PROBLEM DETAILS: Search the material below for the word "memory". Copy every line where it is found.

LISTED RECORDS:
• • •
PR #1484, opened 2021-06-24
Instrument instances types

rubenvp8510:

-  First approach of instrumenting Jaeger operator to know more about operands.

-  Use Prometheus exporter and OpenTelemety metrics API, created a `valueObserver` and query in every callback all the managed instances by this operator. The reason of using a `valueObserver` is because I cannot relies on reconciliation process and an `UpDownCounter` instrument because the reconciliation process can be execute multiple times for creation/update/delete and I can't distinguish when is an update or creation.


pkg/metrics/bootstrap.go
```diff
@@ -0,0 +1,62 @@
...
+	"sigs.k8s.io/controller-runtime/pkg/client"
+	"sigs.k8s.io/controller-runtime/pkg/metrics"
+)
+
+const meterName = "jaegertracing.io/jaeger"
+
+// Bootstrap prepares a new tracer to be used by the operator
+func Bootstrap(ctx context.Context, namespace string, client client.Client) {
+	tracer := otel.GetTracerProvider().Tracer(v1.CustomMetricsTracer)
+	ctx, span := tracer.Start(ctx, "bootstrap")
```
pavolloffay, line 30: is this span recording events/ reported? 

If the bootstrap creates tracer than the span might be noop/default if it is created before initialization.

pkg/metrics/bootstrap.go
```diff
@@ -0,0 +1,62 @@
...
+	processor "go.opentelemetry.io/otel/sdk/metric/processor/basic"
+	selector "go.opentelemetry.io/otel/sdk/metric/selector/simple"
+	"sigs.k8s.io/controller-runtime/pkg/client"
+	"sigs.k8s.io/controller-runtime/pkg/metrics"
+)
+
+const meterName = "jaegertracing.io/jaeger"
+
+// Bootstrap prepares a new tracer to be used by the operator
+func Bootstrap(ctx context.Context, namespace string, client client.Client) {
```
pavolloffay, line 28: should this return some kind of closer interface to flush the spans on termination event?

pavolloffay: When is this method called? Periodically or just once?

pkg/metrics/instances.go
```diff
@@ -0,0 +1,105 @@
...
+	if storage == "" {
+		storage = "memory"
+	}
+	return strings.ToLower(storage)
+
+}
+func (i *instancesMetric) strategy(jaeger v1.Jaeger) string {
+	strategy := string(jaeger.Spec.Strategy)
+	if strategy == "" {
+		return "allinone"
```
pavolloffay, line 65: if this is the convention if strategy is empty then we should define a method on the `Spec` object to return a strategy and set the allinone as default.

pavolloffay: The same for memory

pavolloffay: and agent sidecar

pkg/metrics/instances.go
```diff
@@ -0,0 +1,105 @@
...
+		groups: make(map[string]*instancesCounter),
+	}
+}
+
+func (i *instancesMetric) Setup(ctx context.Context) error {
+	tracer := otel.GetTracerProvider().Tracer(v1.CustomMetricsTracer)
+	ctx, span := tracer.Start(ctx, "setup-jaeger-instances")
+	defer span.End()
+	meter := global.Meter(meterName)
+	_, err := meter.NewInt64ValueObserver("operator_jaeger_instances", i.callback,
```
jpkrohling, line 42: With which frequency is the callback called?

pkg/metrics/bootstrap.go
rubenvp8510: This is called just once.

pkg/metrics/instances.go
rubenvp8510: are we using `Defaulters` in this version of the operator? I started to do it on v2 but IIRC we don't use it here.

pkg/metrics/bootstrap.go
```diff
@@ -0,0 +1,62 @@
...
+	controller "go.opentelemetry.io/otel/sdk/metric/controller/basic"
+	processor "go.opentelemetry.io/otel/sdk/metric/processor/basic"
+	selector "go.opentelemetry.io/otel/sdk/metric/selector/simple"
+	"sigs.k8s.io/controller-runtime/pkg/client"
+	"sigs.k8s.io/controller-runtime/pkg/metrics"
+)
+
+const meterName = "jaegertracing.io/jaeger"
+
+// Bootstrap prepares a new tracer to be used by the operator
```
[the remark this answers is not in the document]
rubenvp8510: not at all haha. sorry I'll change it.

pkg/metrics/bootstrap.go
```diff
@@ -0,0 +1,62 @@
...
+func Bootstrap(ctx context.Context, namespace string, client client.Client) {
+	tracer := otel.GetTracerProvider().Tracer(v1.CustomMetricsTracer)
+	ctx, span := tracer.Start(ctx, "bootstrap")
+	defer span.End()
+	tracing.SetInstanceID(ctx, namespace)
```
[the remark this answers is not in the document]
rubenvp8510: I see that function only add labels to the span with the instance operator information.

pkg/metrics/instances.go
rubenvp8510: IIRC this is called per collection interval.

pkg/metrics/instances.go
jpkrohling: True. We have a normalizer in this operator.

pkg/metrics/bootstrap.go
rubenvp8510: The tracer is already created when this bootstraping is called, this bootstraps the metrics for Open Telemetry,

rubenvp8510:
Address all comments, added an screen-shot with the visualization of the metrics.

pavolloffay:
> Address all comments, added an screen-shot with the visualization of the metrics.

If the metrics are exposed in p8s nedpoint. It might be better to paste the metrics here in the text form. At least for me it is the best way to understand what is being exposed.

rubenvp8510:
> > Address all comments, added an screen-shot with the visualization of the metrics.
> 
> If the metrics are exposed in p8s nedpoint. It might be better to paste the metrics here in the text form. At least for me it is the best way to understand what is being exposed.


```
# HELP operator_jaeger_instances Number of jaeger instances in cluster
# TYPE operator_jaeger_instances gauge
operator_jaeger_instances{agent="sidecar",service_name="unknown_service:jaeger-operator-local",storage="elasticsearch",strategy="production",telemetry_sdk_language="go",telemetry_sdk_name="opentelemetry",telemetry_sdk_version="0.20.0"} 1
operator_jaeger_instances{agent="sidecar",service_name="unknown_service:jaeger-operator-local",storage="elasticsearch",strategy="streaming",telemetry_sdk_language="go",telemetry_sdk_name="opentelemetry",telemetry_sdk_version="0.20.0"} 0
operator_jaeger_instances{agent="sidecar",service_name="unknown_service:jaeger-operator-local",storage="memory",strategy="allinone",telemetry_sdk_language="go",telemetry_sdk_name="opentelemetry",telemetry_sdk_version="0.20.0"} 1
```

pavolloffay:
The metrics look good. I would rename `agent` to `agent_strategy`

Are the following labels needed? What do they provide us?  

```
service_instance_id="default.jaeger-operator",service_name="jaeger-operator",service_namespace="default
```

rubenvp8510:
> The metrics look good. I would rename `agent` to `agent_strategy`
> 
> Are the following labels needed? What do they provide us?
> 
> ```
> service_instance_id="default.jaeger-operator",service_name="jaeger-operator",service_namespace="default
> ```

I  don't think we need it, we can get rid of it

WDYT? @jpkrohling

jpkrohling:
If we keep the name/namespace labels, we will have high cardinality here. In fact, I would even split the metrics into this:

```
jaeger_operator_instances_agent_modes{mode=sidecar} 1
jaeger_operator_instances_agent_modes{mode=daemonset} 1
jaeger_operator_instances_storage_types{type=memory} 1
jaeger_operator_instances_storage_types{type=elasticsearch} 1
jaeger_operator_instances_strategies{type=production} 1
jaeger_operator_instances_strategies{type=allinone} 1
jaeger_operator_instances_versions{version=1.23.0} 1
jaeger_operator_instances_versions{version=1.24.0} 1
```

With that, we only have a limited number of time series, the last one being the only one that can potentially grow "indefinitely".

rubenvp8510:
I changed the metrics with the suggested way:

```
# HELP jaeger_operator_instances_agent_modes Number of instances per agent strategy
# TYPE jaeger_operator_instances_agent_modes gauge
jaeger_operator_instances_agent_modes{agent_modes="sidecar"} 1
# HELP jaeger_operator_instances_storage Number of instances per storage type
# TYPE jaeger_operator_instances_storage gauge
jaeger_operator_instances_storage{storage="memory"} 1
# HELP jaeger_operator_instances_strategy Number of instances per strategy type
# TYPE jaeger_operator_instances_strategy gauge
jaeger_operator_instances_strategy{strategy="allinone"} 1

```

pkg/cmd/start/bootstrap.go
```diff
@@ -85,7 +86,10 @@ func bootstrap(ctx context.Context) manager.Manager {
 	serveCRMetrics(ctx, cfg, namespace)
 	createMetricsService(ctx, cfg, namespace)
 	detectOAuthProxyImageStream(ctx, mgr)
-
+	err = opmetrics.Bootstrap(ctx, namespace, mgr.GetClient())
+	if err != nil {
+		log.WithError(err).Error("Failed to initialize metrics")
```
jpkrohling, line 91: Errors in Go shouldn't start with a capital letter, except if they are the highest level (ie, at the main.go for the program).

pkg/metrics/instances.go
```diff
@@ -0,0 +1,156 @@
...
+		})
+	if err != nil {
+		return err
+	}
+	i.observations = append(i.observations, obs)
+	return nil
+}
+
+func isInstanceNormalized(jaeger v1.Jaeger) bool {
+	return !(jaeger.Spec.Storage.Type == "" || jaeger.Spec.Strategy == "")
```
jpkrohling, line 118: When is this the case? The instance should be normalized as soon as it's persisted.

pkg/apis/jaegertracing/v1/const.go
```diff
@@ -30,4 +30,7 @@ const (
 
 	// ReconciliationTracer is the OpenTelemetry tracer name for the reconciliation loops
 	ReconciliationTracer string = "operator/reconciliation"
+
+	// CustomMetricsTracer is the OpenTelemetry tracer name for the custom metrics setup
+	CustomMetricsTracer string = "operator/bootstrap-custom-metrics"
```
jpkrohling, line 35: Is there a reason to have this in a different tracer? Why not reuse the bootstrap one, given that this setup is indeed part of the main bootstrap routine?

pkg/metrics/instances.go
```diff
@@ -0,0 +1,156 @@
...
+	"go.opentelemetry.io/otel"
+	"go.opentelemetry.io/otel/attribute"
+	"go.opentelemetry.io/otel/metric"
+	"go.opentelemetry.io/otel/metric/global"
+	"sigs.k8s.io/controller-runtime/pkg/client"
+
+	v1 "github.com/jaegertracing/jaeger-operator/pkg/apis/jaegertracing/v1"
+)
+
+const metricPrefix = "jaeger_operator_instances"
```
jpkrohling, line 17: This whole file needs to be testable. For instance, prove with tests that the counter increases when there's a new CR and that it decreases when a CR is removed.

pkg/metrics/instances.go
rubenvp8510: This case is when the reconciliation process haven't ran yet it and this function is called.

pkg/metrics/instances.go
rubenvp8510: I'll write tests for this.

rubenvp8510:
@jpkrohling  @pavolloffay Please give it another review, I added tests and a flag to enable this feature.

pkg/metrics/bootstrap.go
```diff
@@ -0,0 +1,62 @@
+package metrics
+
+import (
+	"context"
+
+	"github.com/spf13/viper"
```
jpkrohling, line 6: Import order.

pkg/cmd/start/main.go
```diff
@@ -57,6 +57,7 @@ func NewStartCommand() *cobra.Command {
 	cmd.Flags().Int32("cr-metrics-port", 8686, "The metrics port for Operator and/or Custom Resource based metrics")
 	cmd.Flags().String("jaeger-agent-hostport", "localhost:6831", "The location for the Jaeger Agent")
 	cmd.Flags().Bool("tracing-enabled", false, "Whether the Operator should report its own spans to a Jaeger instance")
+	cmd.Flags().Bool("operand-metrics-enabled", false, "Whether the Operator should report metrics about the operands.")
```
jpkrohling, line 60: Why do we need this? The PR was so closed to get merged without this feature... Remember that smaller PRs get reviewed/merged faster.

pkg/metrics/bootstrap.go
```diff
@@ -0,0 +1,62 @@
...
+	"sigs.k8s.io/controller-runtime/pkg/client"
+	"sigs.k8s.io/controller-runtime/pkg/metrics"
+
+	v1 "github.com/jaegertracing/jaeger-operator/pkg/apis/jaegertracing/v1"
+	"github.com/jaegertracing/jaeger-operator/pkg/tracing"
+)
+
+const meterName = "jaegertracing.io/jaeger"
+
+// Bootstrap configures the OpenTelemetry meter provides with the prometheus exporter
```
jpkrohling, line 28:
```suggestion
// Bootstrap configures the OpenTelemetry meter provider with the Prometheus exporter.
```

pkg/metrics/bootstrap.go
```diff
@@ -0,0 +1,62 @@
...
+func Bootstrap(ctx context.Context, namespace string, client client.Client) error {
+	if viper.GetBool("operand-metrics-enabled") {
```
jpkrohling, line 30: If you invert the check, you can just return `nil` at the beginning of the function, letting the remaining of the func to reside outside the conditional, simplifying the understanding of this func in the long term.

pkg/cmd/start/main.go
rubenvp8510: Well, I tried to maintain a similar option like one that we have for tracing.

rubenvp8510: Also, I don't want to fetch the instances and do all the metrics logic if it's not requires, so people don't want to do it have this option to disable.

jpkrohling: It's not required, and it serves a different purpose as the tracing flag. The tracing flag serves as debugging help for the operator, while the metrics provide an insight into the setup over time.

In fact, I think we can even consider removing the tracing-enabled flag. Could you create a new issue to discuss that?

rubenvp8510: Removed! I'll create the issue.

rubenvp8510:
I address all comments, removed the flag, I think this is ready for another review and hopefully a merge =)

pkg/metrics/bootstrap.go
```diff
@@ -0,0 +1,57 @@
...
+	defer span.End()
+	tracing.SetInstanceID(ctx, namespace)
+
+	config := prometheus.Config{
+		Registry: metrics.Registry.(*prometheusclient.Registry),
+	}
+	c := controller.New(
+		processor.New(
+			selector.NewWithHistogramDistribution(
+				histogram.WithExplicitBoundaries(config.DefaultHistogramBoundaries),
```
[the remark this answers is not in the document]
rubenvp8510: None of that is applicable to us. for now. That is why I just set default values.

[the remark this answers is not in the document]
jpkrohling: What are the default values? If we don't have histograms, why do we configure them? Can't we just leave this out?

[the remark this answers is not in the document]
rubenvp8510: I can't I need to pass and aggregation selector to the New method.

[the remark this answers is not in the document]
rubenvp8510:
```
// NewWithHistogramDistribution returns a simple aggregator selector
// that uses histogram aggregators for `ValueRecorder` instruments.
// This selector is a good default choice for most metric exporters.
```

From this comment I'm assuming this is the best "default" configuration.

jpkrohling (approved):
• • •
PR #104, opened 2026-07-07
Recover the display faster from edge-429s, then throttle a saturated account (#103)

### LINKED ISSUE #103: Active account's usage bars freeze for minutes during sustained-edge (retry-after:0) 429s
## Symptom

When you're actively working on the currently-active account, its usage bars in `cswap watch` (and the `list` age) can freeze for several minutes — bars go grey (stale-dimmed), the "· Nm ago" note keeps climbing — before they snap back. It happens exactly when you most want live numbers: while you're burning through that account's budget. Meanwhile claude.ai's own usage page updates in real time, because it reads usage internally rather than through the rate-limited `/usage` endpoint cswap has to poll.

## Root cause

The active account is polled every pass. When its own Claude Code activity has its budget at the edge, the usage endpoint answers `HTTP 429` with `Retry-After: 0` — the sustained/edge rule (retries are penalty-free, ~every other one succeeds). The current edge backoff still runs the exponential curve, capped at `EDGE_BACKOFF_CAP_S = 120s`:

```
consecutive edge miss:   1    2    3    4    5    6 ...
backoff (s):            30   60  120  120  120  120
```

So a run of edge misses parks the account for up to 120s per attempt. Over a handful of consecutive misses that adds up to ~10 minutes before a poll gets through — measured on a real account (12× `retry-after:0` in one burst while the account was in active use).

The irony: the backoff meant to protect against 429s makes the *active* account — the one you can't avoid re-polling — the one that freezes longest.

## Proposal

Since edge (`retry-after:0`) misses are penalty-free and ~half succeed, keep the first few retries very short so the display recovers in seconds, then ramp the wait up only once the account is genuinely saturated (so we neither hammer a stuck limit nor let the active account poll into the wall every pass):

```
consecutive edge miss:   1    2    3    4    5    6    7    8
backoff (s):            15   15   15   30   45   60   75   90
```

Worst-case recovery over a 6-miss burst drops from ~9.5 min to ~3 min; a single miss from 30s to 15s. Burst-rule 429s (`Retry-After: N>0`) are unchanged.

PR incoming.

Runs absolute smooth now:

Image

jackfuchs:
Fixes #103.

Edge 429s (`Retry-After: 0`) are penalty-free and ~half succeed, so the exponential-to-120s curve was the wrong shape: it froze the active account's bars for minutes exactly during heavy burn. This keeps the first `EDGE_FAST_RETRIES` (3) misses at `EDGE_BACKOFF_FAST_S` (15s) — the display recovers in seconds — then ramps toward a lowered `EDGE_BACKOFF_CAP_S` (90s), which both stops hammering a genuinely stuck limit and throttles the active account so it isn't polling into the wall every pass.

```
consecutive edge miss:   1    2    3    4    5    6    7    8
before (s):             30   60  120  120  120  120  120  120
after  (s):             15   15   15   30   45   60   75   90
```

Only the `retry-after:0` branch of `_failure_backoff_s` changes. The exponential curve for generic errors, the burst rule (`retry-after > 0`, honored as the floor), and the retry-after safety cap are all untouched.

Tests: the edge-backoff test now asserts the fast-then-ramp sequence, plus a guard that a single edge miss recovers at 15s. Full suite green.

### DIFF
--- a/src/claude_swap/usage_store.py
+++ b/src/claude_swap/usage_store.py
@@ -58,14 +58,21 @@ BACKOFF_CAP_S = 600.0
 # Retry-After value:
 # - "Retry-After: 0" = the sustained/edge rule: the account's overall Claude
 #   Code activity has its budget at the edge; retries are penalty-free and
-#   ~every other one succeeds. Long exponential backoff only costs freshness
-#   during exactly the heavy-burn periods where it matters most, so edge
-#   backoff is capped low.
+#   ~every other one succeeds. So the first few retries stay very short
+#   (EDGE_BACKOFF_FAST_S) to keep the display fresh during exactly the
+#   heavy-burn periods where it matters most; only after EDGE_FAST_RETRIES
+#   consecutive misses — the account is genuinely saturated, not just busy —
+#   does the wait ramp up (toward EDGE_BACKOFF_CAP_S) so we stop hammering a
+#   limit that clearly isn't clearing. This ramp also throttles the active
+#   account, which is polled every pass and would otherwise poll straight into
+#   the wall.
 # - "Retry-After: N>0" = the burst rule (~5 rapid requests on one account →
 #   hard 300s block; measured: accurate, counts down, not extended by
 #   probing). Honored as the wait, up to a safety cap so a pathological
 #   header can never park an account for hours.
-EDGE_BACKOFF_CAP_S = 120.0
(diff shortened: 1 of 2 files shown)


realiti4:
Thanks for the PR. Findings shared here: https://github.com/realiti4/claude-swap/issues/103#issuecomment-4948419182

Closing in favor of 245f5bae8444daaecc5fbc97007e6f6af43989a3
• • •
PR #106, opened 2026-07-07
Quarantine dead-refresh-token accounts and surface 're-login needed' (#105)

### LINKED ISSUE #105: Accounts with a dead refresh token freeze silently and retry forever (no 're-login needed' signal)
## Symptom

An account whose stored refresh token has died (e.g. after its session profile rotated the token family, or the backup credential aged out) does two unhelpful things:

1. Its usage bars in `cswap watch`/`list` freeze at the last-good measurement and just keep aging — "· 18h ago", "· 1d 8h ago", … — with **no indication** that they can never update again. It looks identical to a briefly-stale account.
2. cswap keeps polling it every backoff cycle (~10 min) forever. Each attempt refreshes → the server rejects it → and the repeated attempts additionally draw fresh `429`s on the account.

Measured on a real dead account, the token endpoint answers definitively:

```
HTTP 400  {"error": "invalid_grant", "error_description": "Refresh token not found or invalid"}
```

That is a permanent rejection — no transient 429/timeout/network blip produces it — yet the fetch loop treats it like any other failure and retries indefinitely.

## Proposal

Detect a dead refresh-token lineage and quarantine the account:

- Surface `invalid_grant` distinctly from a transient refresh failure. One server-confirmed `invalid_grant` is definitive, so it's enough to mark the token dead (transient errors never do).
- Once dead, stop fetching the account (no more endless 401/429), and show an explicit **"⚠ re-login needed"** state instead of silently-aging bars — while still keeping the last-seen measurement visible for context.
• • •
ANSWER TO THIS TASK:
+		storage = "memory"
pavolloffay: The same for memory
operator_jaeger_instances{agent="sidecar",service_name="unknown_service:jaeger-operator-local",storage="memory",strategy="allinone",telemetry_sdk_language="go",telemetry_sdk_name="opentelemetry",telemetry_sdk_version="0.20.0"} 1
jaeger_operator_instances_storage_types{type=memory} 1
jaeger_operator_instances_storage{storage="memory"} 1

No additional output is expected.